Sometimes the answer is "just go ahead but lose the green bar".

Sometimes the answer is "pop a click-through warning". (We click through these
warnings, but they bounce significant numbers of end users).

Sometimes the answer is "scream bloody murder to the browser vendor".

What does it even mean to trust a signature? Do we trust things that come from
hierarchical PKIs? Would we rather rely mostly on key continuity, like SSH
does? Do we want to build something like Moxie Marlinspike's Convergence, long
term, so we can choose which authorities we trust?

All of these concerns that I listed _could_ be handled in an encryption
capability that resided directly in the transport layer. But we'd inevitably
come up with concerns that were difficult to handle there --- for instance, if
it's part of TCP/IP, the code is mostly kernel resident, and maybe it's super
hard (even harder than it is now) to get Curve25519 deployed.
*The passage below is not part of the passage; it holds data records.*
PR #852, opened 2020-01-03
Implement Bot API 4.5

tuscen:


matteocontrini:
In file types they also changed the description for `file_id` from

>Identifier for this file

to

>Identifier for this file, which can be used to download or reuse the file

tuscen:
@matteocontrini Thanks. I've fixed descriptions for `file_id`.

This isn't so much insight on my part as it is the stated conclusion, about
security in particular, of Saltzer, Reed, and Clark's "End To End Argument In
Systems Design", which is one of the foundational documents of the Internet:

[http://web.mit.edu/Saltzer/www/publications/endtoend/endtoen...](http://web.mit.edu/Saltzer/www/publications/endtoend/endtoend.txt)

Push things as far towards the application layer as they'll go, and keep the
lower-layer protocols dumb, so they don't get in the way.

Here's a more reasonable approach that probably addresses the concerns you
have about there being multiple app-layer crypto protocols:

[http://noiseprotocol.org/](http://noiseprotocol.org/)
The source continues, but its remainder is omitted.